For many years, moderate-to-traumatic brain injury has been linked to debilitating conditions such as late-onset Alzheimer’s, but new research out of Boston University suggests that even mild traumatic injury—commonly known as a concussion—could contribute to an increase in Alzheimer’s. And it might only take one concussion.
Concussions Combine with Genetic Factors for Increased Alzheimer’s Risk
The study, which was done by researchers from the Boston University School of Medicine (BUSM) and published in the journal Brain, suggested that when individuals who were at genetic risk for Alzheimer’s had a concussion, it was followed with Alzheimer’s-related brain atrophy and cognitive decline. The Alzheimer’s concussion link was not found for study participants who were not genetically predisposed to the disease.
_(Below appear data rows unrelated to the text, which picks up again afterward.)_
PR #3652, opened 2026-06-23
add t2->t3 upsell discount for PROD

johnduffell:
card https://app.asana.com/1/1210045093164357/project/1213134855566811/task/1214357149767966

We have previously done the work to add the upsell discount switch for CODE.
see main PR https://github.com/guardian/support-service-lambdas/pull/3547

Now we have the discount duration confirmed, and I have added the actual discount in PROD zuora.

This PR adds the suitable IDs and updates the duration accordingly.

It is still disabled in PROD, but the values are there ready.

### DIFF
--- a/handlers/product-switch-api/src/changePlan/action/preview.ts
+++ b/handlers/product-switch-api/src/changePlan/action/preview.ts
@@ -31,7 +31,7 @@ export interface SwitchDiscountResponse {
 	discountedPrice: number;
 	upToPeriods: number;
 	upToPeriodsType: 'Months' | 'Years';
-	discountPercentage: number;
+	discountPercentage?: number;
 }
 
 export const isRefundExpected = (
--- a/handlers/product-switch-api/src/changePlan/switchDefinition/discounts.ts
+++ b/handlers/product-switch-api/src/changePlan/switchDefinition/discounts.ts
@@ -8,10 +8,10 @@ export type Discount = {
 	name: string;
 	upToPeriods: number;
 	upToPeriodsType: 'Months' | 'Years';
-	discountPercentage: number;
+	discountPercentage?: number;
 };
 
-export const annualContribHalfPriceSupporterPlusForOneYear: Discount = {
+export const annualContribHalfPriceSupporterPlusForOneYear = {
 	productRatePlanId: {
 		PROD: '8a12994695aa4f680195ae2dc9d221d8',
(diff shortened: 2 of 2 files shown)


handlers/product-switch-api/src/changePlan/action/preview.ts
```diff
@@ -31,7 +31,7 @@ export interface SwitchDiscountResponse {
 	discountedPrice: number;
 	upToPeriods: number;
 	upToPeriodsType: 'Months' | 'Years';
-	discountPercentage: number;
+	discountPercentage?: number;
```
johnduffell, line 34: we now only return a percentage where it makes sense (i.e. when there is a fixed percentage for all currencies)
Where we have a specific price per currency, it doesn't make sense.
If we do need it, we can always use the currency from their subscription.

handlers/product-switch-api/src/changePlan/switchDefinition/discounts.ts
```diff
@@ -24,19 +24,18 @@ export const annualContribHalfPriceSupporterPlusForOneYear: Discount = {
 	upToPeriods: 1,
 	upToPeriodsType: 'Years',
 	discountPercentage: 50,
-};
+} satisfies Discount;
```
enesihsa, line 27: What is the difference between using `: Discount` vs `satisfies Discount`?

enesihsa (approved):

handlers/product-switch-api/src/changePlan/switchDefinition/discounts.ts
johnduffell: great question!  `: Discount` checks the type is compatible and then makes it forget the exact type of the value and treats it as only Discount, whereas `satisfies` only does the compatibility check.
The issue here is that I've made `discountPercentage` optional in the Discount type, but it's actually present here in `annualContribHalfPriceSupporterPlusForOneYear`.
This causes us to have to handle the fact that it might be undefined even when we reference it directly
image

If we keep the underlying shape, typescript knows the full type that for that particular one it's actually defined.
image

This does get more verbose, and it loses the ability to reference what uses discount directly, but it can be convenient in cases like this where we deal with discounts both generically and specifically.

enesihsa: Ah I see, thank you very much for the detailed explanation!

“We found that having a concussion was associated with lower cortical thickness in brain regions that are the first to be affected in Alzheimer’s disease,” said corresponding author Jasmeet Hayes, Ph.D., assistant professor of psychiatry at BUSM and research psychologist at the National Center for PTSD, VA Boston Healthcare System. “Our results suggest that when combined with genetic factors, concussions may be associated with accelerated cortical thickness and memory decline in Alzheimer’s disease-relevant areas.”
This discovery sheds new light on the way researchers look at brain injuries and adds further importance to the prevention and monitoring of concussions.
Age of Study Participants Indicates Early Alzheimer’s Detection is Possible
In the BUSM study, researchers looked at 160 Iraq and Afghanistan war veterans; within the group were veterans who had suffered one or more concussions and veterans who had never had a concussion. The average age of the participants was 32-years-old, a relatively young age to show signs of mental decline.
Despite the younger age of the study participants, BUSM researchers were still able to note memory decline, leading them to believe that the effects of concussion on brain health can be noted even early in a lifetime.
These findings emphasize the importance of noting any occurrences of concussion (even concussions that sufferers recover quickly from) as one instance—and certainly multiple instances—could translate into long term effects, including the acceleration of Alzheimer’s.
Findings Add to Concerning Data on Brain Injury
Though concussions are considered the mildest of brain trauma injuries, they are not without risks and are especially dangerous when they occur frequently, as is often the case with athletes.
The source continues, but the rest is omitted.